Sources and bases of information

In this announcement, unless otherwise stated, the following sources and bases of information have been used:

 

·      The value attributed to Britvic's entire issued and to be issued share capital ("Britvic Equity Value") of £3,199 million is based on:

·    the Proposal of 1,250 pence per Britvic share;

·    multiplied by Britvic's entire issued and to be issued share capital of 255,951,001 shares, comprising:

·    249,478,964 Britvic shares in issue as at Britvic's Interim Results for the six months ended 31 March 2024 ("Interim Results 2024");

·    plus 2,331,244 interests in shares held under the Britvic Executive Share Option Plan (as set out in Note 29 of Britvic's Annual Report and Accounts 2023); and

·    plus 4,140,793 interests in shares held under the Britvic Performance Share Plan (as set out in Note 29 of Britvic's Annual Report and Accounts 2023),

and assuming full dilution for these indicative purposes.

·      The implied enterprise value multiple of approximately 13.1x Britvic's LTM Adjusted EBITDA for the twelve month period ended 31 March 2024 has been calculated by reference to (a) an enterprise value of £3,963 million and (b) Britvic's Adjusted EBITDA for the twelve month period ended 31 March 2024 of £302 million (each as calculated in the manner set out below).

·    Enterprise value of £3,963 million is calculated as Britvic Equity Value of £3,199 million plus the following figures as at 31 March 2024 sourced from Britvic's Interim Results 2024:

·    plus adjusted net debt of £694 million; and

·    plus lease liabilities of £70 million.

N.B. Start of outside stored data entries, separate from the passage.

PR #32, opened 2022-03-29
Rename minter to creator

nachoiacovino:
Also update some descriptions

https://linear.app/thirdweb/issue/FTD-118/rename-minter-role-to-creator-role-on-drops

### DIFF
--- a/components/contract-tabs/permissions/ContractPermission.tsx
+++ b/components/contract-tabs/permissions/ContractPermission.tsx
@@ -47,7 +47,7 @@ export const ContractPermission: React.FC<IContractPermission> = ({
           <Flex>
             <Stack spacing={1} flexGrow={1}>
               <Heading size="heading.sm" textTransform="capitalize">
-                {role}
+                {role === "minter" ? "Creator" : role}
               </Heading>
               <Text>{description}</Text>
             </Stack>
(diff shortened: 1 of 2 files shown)


components/contract-tabs/permissions/ContractPermission.tsx
```diff
@@ -47,7 +47,7 @@ export const ContractPermission: React.FC<IContractPermission> = ({
           <Flex>
             <Stack spacing={1} flexGrow={1}>
               <Heading size="heading.sm" textTransform="capitalize">
-                {role}
```
jnsdls, line 50: this means we'd rename it for all contracts, is that intended? Or did we mean to only do it for drops?

jnsdls (commented):
Just 1 quick clarification

components/contract-tabs/permissions/ContractPermission.tsx
nachoiacovino: I think it's okay renaming for all contracts, if you believe it's better to do it only for drops, I can check contractType here and do it only then

nachoiacovino: I just thought about it again, and NFT Collection and Edition have signature based minting, which allows people to mint without the minter role, so it can also get confusing on those.

jnsdls: ok sounds good, if it becomes confusing we'll need to react but :shipit: for now

jnsdls (approved):
LGTM :shipit:

PR #38, opened 2022-03-31
initial setup for react 18

jnsdls:


nachoiacovino:
React 18 doesn't adds children to React.FC, so we would need to update every single component and add children: React.Node

Probably worth looking into using JSX.Element instead, more info here: https://github.com/facebook/create-react-app/pull/8177

jnsdls:
we'll wait for next to be stable with react 18 for this

PR #62, opened 2022-04-14
Update AVAX RPC 

nachoiacovino:


nachoiacovino:
will explore better options than chainstacks free tier, I have a call with chainstacks on Tuesday to talk about their paid solutions.

PR #63, opened 2022-04-14
Correct tokenId batch upload

nachoiacovino:
Fixes so it shows the correct token id when uploading a second batch


jnsdls (approved):
LGTM

PR #66, opened 2022-04-14
trait_type validation

nachoiacovino:


components/contract-pages/forms/mint/mint.edition.tsx
```diff
@@ -71,6 +72,13 @@ export const EditionMintForm: React.FC<IEditionMintForm> = ({ contract }) => {
       isClosable: true,
     });
   };
+
+  // TODO FIXME
+  const onSubmit = (data: any) => {
```
jnsdls, line 77: no reason to have this be an extra function (with the :any) just move this as a anon function directly into the handleSubmit() of the form

components/contract-pages/forms/mint/mint.nftcollection.tsx
```diff
@@ -79,7 +80,8 @@ export const NFTCollectionMintForm: React.FC<INFTCollectionMintForm> = ({
 
   // TODO FIXME
   const onSubmit = (data: any) => {
```
jnsdls, line 82: may as well fix this onSubmit function by just moving it into the form as well

utils/parseAttributes.ts
```diff
@@ -0,0 +1,15 @@
+export const parseAttributes = (
+  attributes: {
+    trait_type: string;
+    value: string;
+  }[],
+) => {
+  const parsedAttributes = attributes
+    .filter(({ value }) => value !== "")
```
jnsdls, line 8:
```suggestion
    .filter(({ value }) => value === 0 || value)
```

specifically check for `0` (which is valid) everything else (empty string, `null`, `undefined`) is invalid and should be filtered out

jnsdls (changes requested):

utils/parseAttributes.ts
nachoiacovino: with the single nft upload, 0 will actually be a string, so no need to check, example: https://thirdweb-r7lmo5xuh-thirdweb.vercel.app/dashboard/polygon/nft-drop/0x0dbC68329c91AAF7Bc849A27FF363DcBc38BBC55

components/contract-pages/forms/mint/mint.edition.tsx
nachoiacovino: the any is still necessary otherwise we get this
image

probably I'm missing something here

jnsdls (approved):

nachoiacovino:
Everything you did makes sense @jnsdls, but deleting the map made it so no values will return an empty array instead of undefined and only value will return empty trait_type, which we don't want
image

Added back the .map to get the desired result:
image

PR #75, opened 2022-04-22
Add maxClaimable to snapshots

nachoiacovino:


components/batch-upload/SnapshotUpload.tsx
```diff
@@ -289,7 +300,13 @@ const SnapshotTable: React.FC<SnapshotTableProps> = ({ data, portalRef }) => {
           }
         },
       },
-    ] as Column<{ address: string }>[];
+      {
+        Header: "Max claimable per transaction",
+        accessor: ({ maxClaimable }) => {
+          return maxClaimable || "Default";
```
jnsdls, line 306: probably just ` || 1` here, no? (that *is* the default?)

jnsdls (changes requested):

components/batch-upload/SnapshotUpload.tsx
nachoiacovino: No it's not, it defaults to whatever you have set on max claimable in the claim phase
image

jnsdls: ah, fair enough then

jnsdls (approved):

PR #79, opened 2022-04-23
Add ERC-1155 airdrop

nachoiacovino:


jnsdls (approved):
shippable, some quick notes:

- we should still *detect* if the total number of things the user wants to airdrop is higher than what they own (and disable the airdrop button in that case)
- we now have a lot of the "same" bulk upload tables that function very similarly (just have different columns maybe) and we should consider unifying them

_but neither of those are blockers_

PR #82, opened 2022-04-25
Add map_image to batch upload

nachoiacovino:
@saminacodes please test it out and tell me if this is what you had in mind.

What I really like about this is for people that want to use the same image for multiple NFTs, they can do so very easily like this.


saminacodes:
CleanShot 2022-04-25 at 09 18 38@2x
map_image works well - would add the property in the csv file example so people don't miss it. Checking map_animation_url here in a second

jnsdls:
why are we calling it `map_` instead of just using the normal keys?

jnsdls (approved):
LGTM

·      Britvic's Adjusted EBITDA for the twelve month period ended 31 March 2024 of £302 million is implied from Adjusted Net Debt of £694 million as at 31 March 2024, and Adjusted Net Debt / EBITDA of 2.3x as at 31 March 2024, both sourced from Britvic's Interim Results 2024;

Certain figures included in this announcement have been subject to rounding adjustments.